Research Engineer2016 - 2017Oxehealth
Technologies: Teamwork, Data Engineering, Machine Learning, RabbitMQ, ZeroMQ, Python, C++, C
- Led the data engineering team and worked on big data micro-services that would connect cameras installed on-site with Oxehealth’s data warehouse.
- Worked on Oxehealth’s TechCrunch London live demo that connected a room in Oxford with a human being monitored to the stage in London.
- Designed and developed the microservices architecture for video data retrieval from customer sites using ZeroMQ, GRPC, and Boost Program Options and Property Tree for C++.
- Set up a VPN Network to connect customer deployments to a central data repository using pfSense.
- Built a breathing robot that could replicate different breathing patterns.
- Designed and developed an application that allowed for multiple room monitoring using Qt.
Computer Vision and Algorithms Engineer2016 - 2016Meta Vision Systems
Technologies: Linux, Teamwork, Machine Learning, CUDA, C++, C, OpenCV
- Designed the full stack from image capture and processing to point clouds sent over the network using multiple threads and a pipeline architecture in order to measure oil pipes with lasers and cameras.
- Wrote general purpose GPU (GPGPU) code to accelerate image processing algorithms–convolution and point extraction via new kernels or through OpenCV, reducing processing time from 40s to 40ms for some code paths.
- Implemented algorithms such as K-means and ordinary least squares through OpenCV for finding points of interest and then line fitting.
- Designed and set up the network communication channels for transmission of data, commands, and replies using Type Length Value (TLV) messages via Boost ASIO.
- Designed and developed a logging system using Microsoft ETW.
- Set up point cloud library (PCL) for surface reconstruction and for visualization of STL files and point clouds.
- Used Boost Property Tree to implement a configuration file parser that uses JSON files.
- Deployed Jenkins for automatic build verification and to run test cases.

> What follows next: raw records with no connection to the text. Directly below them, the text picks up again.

PR #1318, opened 2016-02-27
NetBSD fix: exclude libdl

nrTQgc:
NetBSD has not libdl. Dynamic link interface (dlopen, dlclose, ...) is part of libc.


JohanEngelen:
Thanks for the PR!
With this change, does the build succeed?

JohanEngelen:
Could you also add "OpenBSD", "FreeBSD" and "DragonFly" to that list?
(for convenience, I see that CMake accepts a regexp as MATCH string)

(Not to discourage you but I think you should know: in the near future, we want to switch to linking with the D compiler, and so we will no longer need the list of linker flags there.)

nrTQgc:
Use matching: .*BSD (+DragonFly) for excluding

PR #1319, opened 2016-02-28
Change initialization of IrDsymbol.irData.

redstar:
This fixes an assertion failure on Linux/AArch64 (Ubuntu) and on
Linux/PPC64 (RedHat).

### DIFF
--- a/ir/irdsymbol.cpp
+++ b/ir/irdsymbol.cpp
@@ -23,7 +23,9 @@ void IrDsymbol::resetAll() {
   }
 }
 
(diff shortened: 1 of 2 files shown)


kinke:
That's a C++ compiler bug, right?

redstar:
@kinke I have not investigated it deeply but I guess it is kind of compiler bug (or implementation dependent). E.g. on Linux/PPC64: I encountered it on a RedHat based installation but not on a Ubuntu based installation. The compiler versions differ there.

PR #1321, opened 2016-02-28
Run semantic on Type::tvalist.

redstar:
This is required to resolve the type for AAPCS/AAPCS64.
Up to now it was not necessary because only char* was used.
AAPCS/AAPCS64 use a special extern(C++) struct __va_list.

### DIFF
--- a/dmd2/func.c
+++ b/dmd2/func.c
@@ -1497,7 +1497,11 @@ void FuncDeclaration::semantic3(Scope *sc)
             if (f->linkage == LINKd || (f->parameters && Parameter::dim(f->parameters)))
             {
                 // Declare _argptr
+#if IN_LVVM
+                Type *t = Type::tvalist->semantic(loc, sc);
+#else
                 Type *t = Type::tvalist;
+#endif
                 argptr = new VarDeclaration(Loc(), t, Id::_argptr, NULL);
                 argptr->storage_class |= STCtemp;
                 argptr->semantic(sc2);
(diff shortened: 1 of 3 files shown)


smolt:
Thanks.  I was trying to figure out how to do that last week.  Trying it out locally for AAPCS, seems to work for runnable/cppa.d test.

Having std namespace show up in object causes an error in phobos std.zip
```
[ 67%] Generating std/zip-debug.o
/ldc/runtime/phobos/std/zip.d(420): Error: no property 'zlib' for type 'void'
/ldc/runtime/phobos/std/zip.d(429): Error: no property 'zlib' for type 'void'
/ldc/runtime/phobos/std/zip.d(783): Error: no property 'zlib' for type 'void'
```

where line 420 is:
```D
de._compressedData = cast(ubyte[])std.zlib.compress(cast(void[])de._expandedData);
```

I haven't played much with D C++ namespaces, don't know if this can be handled better by the compiler.

smolt:
I found one way to hide C++ std namespace is to put __va_list definition in separate module that normally is not imported by anybody, say ldc.internal.varargs?  object.d does `import ldc.internal.varargs : __va_list` and nobody gets polluted with C++ std namespace.

redstar:
Thanks! I try it!

redstar:
See http://wiki.dlang.org/DIP61 for namespace implementation.

redstar:
@klickverbot Do you know a better place the `resolve()`? The logical place would be after load of `object.d` but it is not really obvious what is happen in the frontend...

PR #1325, opened 2016-02-29
WIP - Add Objective C support

smolt:
Far, far, far from a real pull request, but I though I'd get this up so others start helping.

Software Engineer2013 - 2016Qualcomm
Technologies: Linux, Teamwork, C++, C
- Wrote the first Windows driver for Qualcomm's NFC chip.
- Participated in a number of integration activities where I helped set up new platforms with our NFC chip.
- Worked on the launch of a Windows mobile phone that contained the chip I worked on.
- Advised other teams across the globe on Windows driver development.
- Developed a script in PowerShell for improving the team’s efficiency.
- Debugged customer and partner issues and those arising during testing.
- Trained new team members from different disciplines such as software engineering and testing.